Start of Records for the exercise

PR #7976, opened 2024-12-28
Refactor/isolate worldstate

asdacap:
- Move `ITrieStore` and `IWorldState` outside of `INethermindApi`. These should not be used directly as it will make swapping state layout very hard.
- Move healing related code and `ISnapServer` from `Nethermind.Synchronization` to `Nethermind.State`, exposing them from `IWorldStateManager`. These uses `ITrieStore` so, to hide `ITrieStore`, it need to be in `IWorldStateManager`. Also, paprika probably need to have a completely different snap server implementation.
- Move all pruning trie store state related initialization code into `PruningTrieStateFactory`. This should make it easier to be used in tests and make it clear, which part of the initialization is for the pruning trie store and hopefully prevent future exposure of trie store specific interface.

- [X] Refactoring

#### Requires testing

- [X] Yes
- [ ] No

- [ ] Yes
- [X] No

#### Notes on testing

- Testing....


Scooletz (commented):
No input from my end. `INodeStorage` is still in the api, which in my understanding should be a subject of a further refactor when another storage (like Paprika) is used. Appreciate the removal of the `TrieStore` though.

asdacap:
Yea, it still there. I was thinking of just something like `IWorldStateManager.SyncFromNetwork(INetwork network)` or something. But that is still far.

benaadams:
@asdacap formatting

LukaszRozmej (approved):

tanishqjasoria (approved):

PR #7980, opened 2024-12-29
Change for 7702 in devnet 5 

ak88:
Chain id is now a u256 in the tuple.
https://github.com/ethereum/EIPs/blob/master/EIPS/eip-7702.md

End of Records for the exercise

Down to the final line, write out all of the material exactly.

PR #7976, opened 2024-12-28
Refactor/isolate worldstate

asdacap:
- Move `ITrieStore` and `IWorldState` outside of `INethermindApi`. These should not be used directly as it will make swapping state layout very hard.
- Move healing related code and `ISnapServer` from `Nethermind.Synchronization` to `Nethermind.State`, exposing them from `IWorldStateManager`. These uses `ITrieStore` so, to hide `ITrieStore`, it need to be in `IWorldStateManager`. Also, paprika probably need to have a completely different snap server implementation.
- Move all pruning trie store state related initialization code into `PruningTrieStateFactory`. This should make it easier to be used in tests and make it clear, which part of the initialization is for the pruning trie store and hopefully prevent future exposure of trie store specific interface.

- [X] Refactoring

#### Requires testing

- [X] Yes
- [ ] No

- [ ] Yes
- [X] No

#### Notes on testing

- Testing....


Scooletz (commented):
No input from my end. `INodeStorage` is still in the api, which in my understanding should be a subject of a further refactor when another storage (like Paprika) is used. Appreciate the removal of the `TrieStore` though.

asdacap:
Yea, it still there. I was thinking of just something like `IWorldStateManager.SyncFromNetwork(INetwork network)` or something. But that is still far.

benaadams:
@asdacap formatting

LukaszRozmej (approved):

tanishqjasoria (approved):

PR #7980, opened 2024-12-29
Change for 7702 in devnet 5 

ak88:
Chain id is now a u256 in the tuple.
https://github.com/ethereum/EIPs/blob/master/EIPS/eip-7702.md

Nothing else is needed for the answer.